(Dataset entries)
*** Begin section ***

PR #6572, opened 2024-12-21
pdf: switch to module

BacLuc:
And might help with
- https://github.com/ecamp/ecamp3/issues/6038


BacLuc:
we need to do all modules at once

PR #6589, opened 2024-12-27
performance-test: enable running tests against e.g. dev.ecamp3.ch

BacLuc:
Phpstorm does not yet know the docker compose syntax to make .env file not required.
But it works.

### DIFF
--- a/.ops/performance-test/.env.example
+++ b/.ops/performance-test/.env.example
@@ -1,0 +1,1 @@
+#API_ROOT_URL=https://dev.ecamp3.ch/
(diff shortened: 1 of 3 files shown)


pmattmann (approved):

manuelmeister:
What does this do?

BacLuc:
> What does this do?

It allows to change the API URL that is tested without changing checked in Files.
This allows to compare the Performance with other configurations, Like 
- #6598

simfeld (approved):

PR #6598, opened 2024-12-29
api: switch to worker mode

BacLuc:


.ops/performance-test/output.json
```diff
@@ -4,660 +4,668 @@
...
       "contains": "default",
       "type": "trend",
       "values": {
-        "avg": 906.1673087799999,
-        "max": 1577.457043,
-        "med": 821.3326,
-        "min": 623.407903,
-        "p(90)": 1261.5599443000006,
-        "p(95)": 1415.9576202
+        "avg": -15622746.995827295,
```
carlobeltrame: 🤨

BacLuc: One of the failed requests is this:
image
image

BacLuc:
We don't do that right now

PR #6689, opened 2025-01-14
Polyfill randomUUID

### LINKED ISSUE #6661: TypeError: self.crypto.randomUUID is not a function. (In 'self.crypto.randomUUID()', 'self.crypto.randomUUID...
Sentry Issue: [ECAMP3-FRONTEND-23Z](https://ecamp.sentry.io/issues/6193622988/?referrer=github_integration)

```
TypeError: self.crypto.randomUUID is not a function. (In 'self.crypto.randomUUID()', 'self.crypto.randomUUID' is undefined)
  at _sfc_main.methods.addSection (../src/components/activity/content/Storyboard.vue:136:1)
...
(5 additional frame(s) were not displayed)
```

We removed the shim with
- https://github.com/ecamp/ecamp3/pull/6290

I would propose to add a warning for old browsers (currently only safari).
We are currently at safar 18, and this was safari 14.

Another way would be to use a less random uuid as fallback for these browsers.

simfeld:
Fixes #6661


simfeld:
You can test this with the preview by adding storyboard sections and observing in the console log that the polyfill function is used. Will revert https://github.com/ecamp/ecamp3/pull/6689/commits/d078fbde29f236197567d550f0913e40bae9f390 again before merging.

pmattmann (approved):

BacLuc (approved):

PR #6734, opened 2025-01-21
Switch back to php fpm

BacLuc:


BacLuc:
I need to make the PR from a branch on upstream, to many changes in the deployment.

*** End section ***

__WHAT THE EXERCISE ASKS__:
Lines from the one containing "You can test" to the last line above, both included: copy these exactly and write nothing else.

__ANSWER BOX__:
You can test this with the preview by adding storyboard sections and observing in the console log that the polyfill function is used. Will revert https://github.com/ecamp/ecamp3/pull/6689/commits/d078fbde29f236197567d550f0913e40bae9f390 again before merging.

pmattmann (approved):

BacLuc (approved):

PR #6734, opened 2025-01-21
Switch back to php fpm

BacLuc:


BacLuc:
I need to make the PR from a branch on upstream, to many changes in the deployment.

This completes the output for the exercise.